Can I have a Web Role and a Worker role run on the same instance, or do I have to obtain 2 separate hosting instances and pay twice the amount I would otherwise?

I have a WCF Web API that I want to host on Azure. I also have a Worker Role that listens to a Queue in Azure Storage. Every time a message is added to the Queue, it will obtain that and run a small task depending on the message.

I was wondering if I can just run these two on the same instance or not.

2

2 Answers

4
votes

"Worker Role" and "Web Role" are just simple templates for "Windows Server 2008 with IIS running" and "Windows Server 2008 without IIS running." The key is that a "role" is a definition of a Windows Server virtual machine. For each "role" you have one or more instances.
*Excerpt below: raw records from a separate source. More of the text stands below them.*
PR #239, opened 2022-01-16
Add preliminary EdDSA validation support

### LINKED ISSUE #187: Support EdDSA signatures
(Mac) Sparkle now implements more secure signatures using EdDSA (ed25519).

See [Sparkle 1.21.0 release](https://github.com/sparkle-project/Sparkle/releases/tag/1.21.0) and the bug that led to it — https://github.com/sparkle-project/Sparkle/issues/1037.

This doesn't appear to be documented anywhere except [the example](https://github.com/sparkle-project/Sparkle/blob/master/Resources/SampleAppcast.xml), but the signature is stored in the appcast as base64-encoded value in `sparkle::edSignature` property.

On our end, we discussed this in #157 particularly in regard to DSA being difficult on Windows. Sparkle uses a small portable library for it from https://github.com/orlp/ed25519 — we could use that too or we could use win32 API if possible. In any case, it's probably worth considering doing OpenSSL-less builds too, then.

/CCing @Youw as this may be of interest to you, and as I'd definitely appreciate your view on the ease (or not) of implementing ed25519 natively with win32 crypto API.

ntadej:
Add preliminary EdDSA validation support (partially closes #187 as signing is still missing). I tested with valid and invalid signature and it seems to work. Note that more testing is probably needed.

Some comments:
 - Uses https://github.com/orlp/ed25519.git like the primary Sparkle project, causes minimal size increase of the final dll.
 - Public key verfication is not there yet, I guess it is enough to just do the Base64 decoding + size check?
 - Not sure I updated bakefile/vcxproj correctly. I get some errors, but it everything looks fine. The only thing is that the format changed a bit (I guess I'm using a different version of bakefile as the current files were generated with).
 - Do we need that complicated file reading? I admit I took the first snippet from StackOverflow on how to read full files on windows.
 - RC integration not tested (I'm not primarily a Windows developer, I'm just trying to port one of my apps to Windows).

Tagging @kornelski and @vslavik.


purejava:
@ntadej, @Youw, do you see any chance to proceed with this PR?
Thanks.

purejava:
The reason why I am asking is, that I have created Java bindings for WinSparkle and we want to use these to update Cryptomator on Windows, that securely stores vaults in cloud services.

ntadej:
I am planning to, but Windows is currently at the bottom of priority list for my project.

geraldcombs:
I think I've fixed the issues identified by @Youw in https://github.com/geraldcombs/winsparkle/tree/eddsa-updates. The only outstanding issue is that SignatureVerifier::VerifyEdDSAPubKey is still a placeholder. I think the proper fix would be to add a corresponding function to the ed25519 public API.

@ntadej if my changes look OK to you, feel free to grab them and add them to this PR (and assign yourself authorship if you'd like). Otherwise I'd be happy to open a separate PR.

vslavik:
@geraldcombs Thanks!

> The only outstanding issue is that SignatureVerifier::VerifyEdDSAPubKey is still a placeholder. I think the proper fix would be to add a corresponding function to the ed25519 public API.

Let's make this simpler: `VerifyEdDSAPubKey` has little usefulness and the verification is done at signature checking time anyway, so we can either just remove this part or do what was initially suggested:

> Public key verfication is not there yet, I guess it is enough to just do the Base64 decoding + size check?

vslavik:
> Otherwise I'd be happy to open a separate PR.

Oh, sorry, forgot to say: please do.

ntadej:
Yes, sorry for lack of activity here. I also propose you open a separate PR so it will be easier to iterate for you.

geraldcombs:
> Oh, sorry, forgot to say: please do.

Done in #254.

vslavik:
→  #254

In Windows Azure, both role types have the ability to install software, modify registry settings, etc. in either a startup script or OnStart() handler, and both let you run code in the Run() method.
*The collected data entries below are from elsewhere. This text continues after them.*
PR #244, opened 2022-04-28
Added limited support to the sparkle:tag criticalupdate

edwinclement08:
Updated the xml parser with a simple checker for whether criticalupdate
tag is present at present, it only detects the tag in this form, though
it can be extended to support the way sparkle 2 does with a bit of
effort.

```xml
 <sparkle:tags>
     <sparkle:criticalupdate/>
 </sparkle:tags>
```
p.s. this does not parse the specific version string embedded in the
criticalupdate tag. it also doesn't deal with the case where
criticalupdate tag appears outside of sparkle:tags

On detecting this particular tag in the appcast.xml, the installer
wizard will make the following changes to *stateupdateavailable*
- Hide the skip & remind me later buttons.
- Hide the close button on the title bar of the dialog box


3rdparty/expat.vcxproj
```diff
@@ -37,6 +37,7 @@
     <PlatformToolset Condition="'$(VisualStudioVersion)'=='15'">v141_xp</PlatformToolset>
     <PlatformToolset Condition="'$(VisualStudioVersion)'=='16'">v142</PlatformToolset>
     <XPDeprecationWarning>false</XPDeprecationWarning>
+    <PlatformToolset>v143</PlatformToolset>
```
Youw, line 40: I'm pretty sure it has to be:
`<PlatformToolset Condition="'$(VisualStudioVersion)'=='17'">v143</PlatformToolset>`
here and everywhere below

src/ui.cpp
```diff
@@ -534,23 +538,31 @@ UpdateDialog::UpdateDialog()
...
+    m_RemindLaterButtonSizer->Add(
                             new wxButton(this, ID_REMIND_LATER, _("Remind me later")),
-                            wxSizerFlags().Border(wxRIGHT, PX(10))
+                            wxSizerFlags()
                           );
+
+    m_buttonSizer->Add(m_SkipVersionButtonSizer, wxSizerFlags(0));
+    m_buttonSizer->AddStretchSpacer(1);
+    m_buttonSizer->Add(m_RemindLaterButtonSizer, wxSizerFlags(0));
+
```
Youw, line 559: spaces vs tabs

src/ui.cpp
```diff
@@ -895,6 +911,16 @@ void UpdateDialog::StateUpdateAvailable(const Appcast& info, bool installAutomat
...
         SHOW(m_updateButtonsSizer);
+        if (m_criticalUpdate) {
+            HIDE(m_SkipVersionButtonSizer);
+            HIDE(m_RemindLaterButtonSizer);
+            EnableCloseButton(false);
+        }
+        else {
+            SHOW(m_SkipVersionButtonSizer);
+            SHOW(m_RemindLaterButtonSizer);
+			EnableCloseButton(true);
```
Youw, line 922:
```suggestion
            EnableCloseButton(true);
```

edwinclement08:
Sorry about this, its not ready for review. Made a PR by mistake. Will clean it up and reopen

3rdparty/expat.vcxproj
edwinclement08: Updated that everywhere

src/ui.cpp
edwinclement08: Fixed this

src/ui.cpp
edwinclement08: Fixed this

In your case, you can run your WCF Web Service in a Web Role, and then in your Run() method (in the same role), kick off a process that listens to queue messages posted by your WCF web services. No need to have a new role.

Now: Once you get into high-volume situations, you might want to split your code into separate roles, so you can scale them independently (both in VM size and VM quantity).

I posted another answer about this here.

0
votes

It completely depends on your requirement. You can simply have a Worker Role that exposes an external endpoint as described here and expose a WCF Service. You can also have Web Role that is a WCF Service and spin up a background thread that checks the queue. What is the Worker doing with the message? What process is performed? That also has an impact on the solution.

A key thing you need to consider is whether the scaling requirement between your WCF Service and the queue retrieving tasks are the same. If they are a single role should be good enough to start with.